Mintails Mining South Africa (Pty) Ltd and several related companies have announced their liquidation, throwing into question the environmental rehabilitation of highly-polluting operations near Johannesburg.

Mintails mines and processes gold from a sprawling, 1,715ha complex of waste piles and open pits in Krugersdorp and has for years been flagged for noncompliance. Its operations are bordered by informal settlements and other communities housing thousands of residents, many of whom have complained of health impacts they blame on radioactive dust and water pollution from Mintails’s mines.

Records show the cost to clean up the environment would be about R330-million, with only an estimated R26-million available, leading observers to fear the situation could deteriorate further as happened at the infamous Blyvooruitzicht Gold Mine, an abandoned large-scale operation on the Far West Rand.

A case study in South Africa’s deeply flawed mine closure system, Mintails teetered on the verge of collapse for years and entered business rescue in October 2015.

Mariette Liefferink, the activist chief executive of the Federation for a Sustainable Environment, has tracked Mintails for more than a decade and is now working to intercede in the liquidation proceedings as the legal voice for what she labels the “mute environment”.

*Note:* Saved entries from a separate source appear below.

Issue #133, opened 2026-06-06
Allow users to update their profile pic and display name


eniklas:
Add an option for the user to upload their own profile pic and set their display name.

eniklas:
Done in https://github.com/eniklas/gamatrix/pull/149 and https://github.com/eniklas/gamatrix/pull/150.

PR #149, opened 2026-06-08
Allow users to edit their display name

eniklas:
Part of #133 (display-name half; profile-pic upload deferred — see below).

## What

Adds a **Display name** form to the preferences page so a signed-in user can change their `username`.

- New `POST /profile` endpoint validates and normalizes the input — trims/collapses whitespace, rejects empty, caps at `DISPLAY_NAME_MAX_LENGTH` (32) — then persists via `update_user`.
- `username` is read live everywhere through `scan_users()`, so the new name shows up across the games/preferences views immediately with no other changes.
- HTMX form shows inline "Saved ✓" / validation error without a page reload.

## Tests

`tests/test_preferences.py` covers the validation helper (`clean_display_name`) and the persisted update. `just check` (black + flake8 + mypy + pytest) passes.

## Why profile pics are deferred (the architectural note from #133)

Today profile pics are static `.png` files committed to the repo and served from `/static/profile_img/` (`games_table.html.jinja:25`). On Lambda that directory is **baked into the read-only container image**, so user-uploaded pics can't be written there. Supporting uploads requires:

- storing pics in S3 (the existing upload bucket under a non-`uploads/` prefix, so they don't trip the parser-Lambda S3 trigger filtered to `prefix="uploads/"` in `gamatrix_stack.py`), and
- a serving path — a `/profile_img/{user_id}` web route that streams from S3 with cache headers (the agreed approach), plus a through-Lambda multipart upload that validates/resizes.

That's a meaningfully larger change, so it's tracked as a follow-up rather than bundled here. Display-name editing is the trivial, self-contained half and ships first.

### DIFF
--- a/src/gamatrix/constants.py
+++ b/src/gamatrix/constants.py
@@ -4,6 +4,9 @@
 UPLOAD_ALLOWED_EXTENSIONS = ["db"]
 UPLOAD_MAX_SIZE = 300 * 1024 * 1024
 
+# Bounds for a user-chosen display name (the `username` field).
+DISPLAY_NAME_MAX_LENGTH = 32
+
 # Full mapping is at https://api-docs.igdb.com/#external-game-enums, but only
 # Steam and GOG actually work; the other platforms' IDs don't match IGDB.
 IGDB_PLATFORM_ID = {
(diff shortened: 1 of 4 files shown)


derek-keeler (approved):
Seems ok - not well versed in sanitizing web form details in Python, but this seems correct to me.

PR #150, opened 2026-06-08
Allow users to upload a profile picture

eniklas:
Completes #133. **Stacked on #149** (display name) — base is `user-display-name`, so this diff shows only the profile-pic changes. Merge #149 first, or rebase this onto master after it lands.

## What

Adds a **Profile picture** uploader to the preferences page (with a live preview), so users can replace the seeded static avatars with their own image.

## Architecture

- **Storage:** uploaded pics are stored in a dedicated `profile_pics` DynamoDB table keyed by `user_id` (processed 128px PNGs, ~tens of KB, comfortably under the 400KB item limit). Serving is a single keyed `get_item` — no full-table scan. Adds one table (CDK + `init_local` + a `Settings` property); no S3 involvement for this feature.
- **Upload path:** the image is sent as the **raw request body** (not multipart) and read from `request.stream()` with an early size cap, so an oversized body is aborted before it buffers to memory/disk. It's then processed with Pillow — decoded (validates it's really an image), bounds-checked against a max pixel count *before* full decode (decompression-bomb guard), resized to a ≤128px PNG, and re-encoded (strips EXIF).
- **Serving:** `GET /profile_img/{user_id}` streams the pic from DynamoDB, gated to logged-in users, with `Cache-Control: private` (the route is auth-gated). URLs carry a `?v=` cache-buster derived from the last update, so the browser cache stays fresh.
- **Resolution:** a `pic_url(user)` helper (registered as a Jinja global) returns the uploaded pic via the route (keyed off `pic_updated`), else the seeded static file, else `None`. The games/preferences templates use it instead of hardcoding `/static/profile_img/...`.

New user field: `pic_updated` (epoch; doubles as the cache-buster and the "has an upload" flag). Adds one dependency: `pillow`.

## Tests

- `tests/test_images.py` — resize/aspect/format, non-image rejection, decompression-bomb rejection.
- `tests/test_preferences.py` — `pic_url` resolution, DynamoDB pic round-trip, missing-pic None.
- Verified end-to-end against moto: pre-upload 404 → non-image 400 → oversized 400 (early abort) → upload 200 (cache-busted URL) → serve returns a 128px `image/png` with `Cache-Control: private`.

`just check` (black + flake8 + mypy + pytest, 56 tests) passes.

### DIFF
--- a/src/gamatrix/images.py
+++ b/src/gamatrix/images.py
@@ -1,9 +1,14 @@
 """Profile-picture image processing.
 
-User-uploaded images are normalized server-side before they reach S3: decoded
+User-uploaded images are normalized server-side before they are stored: decoded
 (which validates that the bytes really are an image), flattened onto a
 transparent canvas, downscaled to a small square-ish thumbnail, and re-encoded
 as PNG. Re-encoding also strips any EXIF/metadata the original carried.
+
+Decoding is the dangerous step. A small file can describe an enormous bitmap (a
+"decompression bomb"); fully decoding it can exhaust a worker's CPU/RAM. We
+guard against that twice: the header's declared dimensions are checked before
+any pixels are read, and Pillow's own bomb detector is left armed as a backstop.
 """
 
 from __future__ import annotations
@@ -12,18 +17,28 @@ import io
 
 from PIL import Image, UnidentifiedImageError
 
-from gamatrix.constants import PROFILE_PIC_SIZE
+from gamatrix.constants import PROFILE_PIC_MAX_INPUT_PIXELS, PROFILE_PIC_SIZE
+
+# Arm Pillow's built-in bomb detector at our own threshold: load() raises
+# DecompressionBombError past 2x this, and warns past it, regardless of format.
+Image.MAX_IMAGE_PIXELS = PROFILE_PIC_MAX_INPUT_PIXELS
 
 
 def process_profile_pic(raw: bytes) -> bytes:
     """Validate, resize, and re-encode an uploaded image as a PNG thumbnail.
 
-    Raises ValueError if the bytes aren't a readable image.
+    Raises ValueError if the bytes aren't a readable image or describe a bitmap
+    larger than PROFILE_PIC_MAX_INPUT_PIXELS.
     """
     try:
         opened = Image.open(io.BytesIO(raw))
+        # open() only reads the header, so size is known before any pixels are
+        # decoded. Reject oversized bitmaps here, before the expensive load().
+        width, height = opened.size
+        if width * height > PROFILE_PIC_MAX_INPUT_PIXELS:
+            raise ValueError("That image is too large to process.")
         opened.load()
-    except (UnidentifiedImageError, OSError) as exc:
+    except (UnidentifiedImageError, OSError, Image.DecompressionBombError) as exc:
         raise ValueError("That file isn't a readable image.") from exc
 
     img = opened.convert("RGBA")
--- a/src/gamatrix/images.py
+++ b/src/gamatrix/images.py
@@ -1,0 +1,35 @@
+"""Profile-picture image processing.
+
+User-uploaded images are normalized server-side before they reach S3: decoded
+(which validates that the bytes really are an image), flattened onto a
+transparent canvas, downscaled to a small square-ish thumbnail, and re-encoded
+as PNG. Re-encoding also strips any EXIF/metadata the original carried.
+"""
+
+from __future__ import annotations
+
+import io
+
+from PIL import Image, UnidentifiedImageError
+
+from gamatrix.constants import PROFILE_PIC_SIZE
+
+
+def process_profile_pic(raw: bytes) -> bytes:
+    """Validate, resize, and re-encode an uploaded image as a PNG thumbnail.
+
+    Raises ValueError if the bytes aren't a readable image.
+    """
+    try:
+        opened = Image.open(io.BytesIO(raw))
+        opened.load()
+    except (UnidentifiedImageError, OSError) as exc:
+        raise ValueError("That file isn't a readable image.") from exc
+
+    img = opened.convert("RGBA")
+    # thumbnail() preserves aspect ratio, fitting within the bounding box.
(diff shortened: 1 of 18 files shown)


src/gamatrix/preferences.py
```diff
@@ -91,3 +96,51 @@ async def save_profile(
...
+
+
+@router.post("/profile/pic")
+async def upload_profile_pic(
+    file: UploadFile = File(...),
+    user: dict = Depends(current_user_api),
+    repo: Repository = Depends(get_repo),
+):
+    """Accept an image upload, resize it, and store it as the user's pic."""
+    raw = await file.read()
```
derek-keeler: Had to pull out `gipity` on this one! I did notice that the entire file is read before any bounds checking is done. That means if I as `jerkface_usah` upload a massive file this routine will read the entire thing before it even looks at the size. Turns out my head is _also_ good as a hatrack, not _only_.

> oversized uploads are fully buffered before rejection
>
>line 108-113 reads the entire file, then checks `len(raw)`. An attacker could force the app to accept the whole multipart body into Starlette’s spool/temp storage before being rejected. This could provide some container-disk / memory pressure that might result in a failure state. Attempt to change to chunked reads with an early abort once the total crosses PROFILE_PIC_MAX_UPLOAD_SIZE.

src/gamatrix/images.py
```diff
@@ -0,0 +1,35 @@
...
+def process_profile_pic(raw: bytes) -> bytes:
+    """Validate, resize, and re-encode an uploaded image as a PNG thumbnail.
+
+    Raises ValueError if the bytes aren't a readable image.
+    """
+    try:
+        opened = Image.open(io.BytesIO(raw))
+        opened.load()
+    except (UnidentifiedImageError, OSError) as exc:
+        raise ValueError("That file isn't a readable image.") from exc
```
derek-keeler, line 42: Another find by `gipity`:

> image decompression-bomb / memory-exhaustion risk
>
>24-31 does Image.open(...); opened.load(); ... convert("RGBA") with no pixel-count guard. The 5 MB input cap does not protect you here: a highly-compressed PNG/WebP can be small on disk but enormous once decoded. That can spike CPU and RAM during load() or convert() and take down a worker. This path should enforce a hard max on dimensions / total pixels and reject Pillow decompression-bomb warnings/errors before fully decoding.

...if possible, you might want to do a 'sanitize_check' function that does as much checking as possible before calling `Image.open`.

src/gamatrix/preferences.py
```diff
@@ -91,3 +96,51 @@ async def save_profile(
...
+
+    key = f"profile_img/{user['email'].lower()}.png"
+    get_s3().put_bytes(key, png, "image/png")
+    updated = int(time.time())
+    repo.update_user(user["email"], {"pic_key": key, "pic_updated": updated})
+    url = pic_url({**user, "pic_key": key, "pic_updated": updated})
+    return JSONResponse({"pic_url": url})
+
+
+@router.get("/profile_img/{user_id}")
```
derek-keeler, line 144: One kind-issue: are profile images truly behind auth? (kinda?)

> authenticated image responses are marked public
>
> lines 127-145 gates /profile_img/{user_id} behind login, but then returns `Cache-Control: public, max-age=86400`. That invites shared proxy/CDN caching of an authenticated response. If this route is meant to stay auth-gated, the cache header should be private; otherwise the image should be moved to a truly public asset path/object URL.

...my 2¢ is to store images in public asset path, but I leave that decision to you... (not sure if the infra is set up for that).

derek-keeler (approved):
Some security-adjacent issues here, and one perf note. 

Security-adjacent comments are inline in the code changes.

**Perf note**: /profile_img/{user_id} calls repo.get_user_by_user_id(), which scans the whole users table each time (src/gamatrix/storage/dynamo.py:98-103). Since the branch now renders profile pics in multiple places, that adds avoidable per-image lookup cost on first render. Might be able to do something about this with local browser cache? I'm not an expert on how these things are handled...

eniklas:
Thanks @derek-keeler (and `gipity`) — all four addressed in the latest push:

1. **Buffered-before-size-check.** Confirmed the multipart path was the real problem: FastAPI/Starlette spools the *entire* body (to disk past 1MB) before the handler runs, so an in-handler chunked read would've been theater. Switched the upload to a **raw request body** read via `request.stream()` in capped chunks, aborting the moment it crosses 5MB — nothing buffers in full first. Frontend now POSTs the file as the raw body instead of multipart.

2. **Decompression bomb.** `process_profile_pic` now rejects on the header's declared dimensions *before* `load()`, and arms Pillow's own bomb detector (`Image.MAX_IMAGE_PIXELS`) as a backstop. A small-on-disk / huge-when-decoded image is refused before it can spike CPU/RAM. Added a test that trips the guard.

3. **`public` cache on an auth-gated response.** Changed to `Cache-Control: private`. Kept it auth-gated rather than moving to a public asset path (see below).

4. **Perf note (scan per image).** Took your storage hint and went with **DynamoDB**: pics now live in a dedicated `profile_pics` table keyed by `user_id`, so serving is a single `get_item` instead of the full-table `get_user_by_user_id` scan. 128px PNGs are tens of KB, well under the 400KB item limit. This also drops S3 from the feature entirely. (Trade-off vs. a public S3/CDN object URL: that would make true shared caching safe but un-gates the images; I kept them behind login + browser cache for now.)

`just check` is green (56 tests). End-to-end verified against moto: 404 → 400 non-image → 400 oversized (early abort) → 200 upload → served 128px `image/png` with `private` cache.

src/gamatrix/images.py
derek-keeler: Oh, that's kind of neat how that works! All in the same block to keep context with the image. Very cool.

src/gamatrix/preferences.py
derek-keeler: Beauty. Now I can post those lewd images of my junk and only my authenticated friends can see it!

derek-keeler (approved):
Looks good - ship'r

PR #152, opened 2026-06-08
Guard `just deploy` against a missing/stale deploy config

eniklas:
## Why

If `cdk-config.yaml` is absent, `load_deploy_config()` returns an empty config and the stack synths **without a custom domain**. A `just deploy` in that state silently tears down the Route53 alias records and the ACM cert, and CloudFormation still reports `UPDATE_COMPLETE` because a domainless stack is a "valid" outcome.

This took `gamatrix.erikniklas.com` / `games.erikniklas.com` offline after a deploy where the `gamatrix-configs` repo was checked out to an old v1 commit that predated `cdk-config.yaml`.

## What

A `_check-deploy-config` preflight that `deploy` now depends on:

- **Hard-fails** if `cdk-config.yaml` is missing at `GAMATRIX_CONFIG_DIR` (default `../gamatrix-configs`), mirroring `config.py`'s resolution. This blocks the exact deploy that caused the outage.
- **Warns** (but proceeds) if the config repo isn't on `master`, including the detached-HEAD case behind this incident.

## Tested

- config present + on `master` → passes silently.
- missing file → `ERROR ...`, exit 1 (deploy aborts).
- detached HEAD → `WARNING: gamatrix-configs is on a detached HEAD, not master.`, exit 0 (continues).

### DIFF
--- a/justfile
+++ b/justfile
@@ -56,8 +56,33 @@ build:
   docker build --build-arg SETUPTOOLS_SCM_PRETEND_VERSION={{version}} --target lambda-enricher -t {{container_name}}-enricher:{{version}} .
   docker build --build-arg SETUPTOOLS_SCM_PRETEND_VERSION={{version}} --target lambda-parser -t {{container_name}}-parser:{{version}} .
 
+# Fail fast if the private deploy config is missing, warn if it's off master.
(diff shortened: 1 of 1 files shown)


derek-keeler (approved):
Good idea.

eniklas:
> Good idea.

Experience is a tough teacher.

“There was poor planning. [Mintails’s] due diligence was flawed. They overestimated the gold grade and the resource that could be reclaimed,” Liefferink said. “They continued to exploit the resource, to reclaim only the profitable parts and never top up the financial provisions.”

As the company slips into liquidation, it passes the brunt of its environmental liability to taxpayers and, to an extent, to other mining companies.

Business rescue and liquidation


After Mintails fought for nearly three years to save the company through business rescue, Dave Lake, the business rescue practitioner, notified the South Gauteng High Court last week of his intention to liquidate the company. A court hearing was scheduled for Tuesday, and a liquidator will be appointed soon.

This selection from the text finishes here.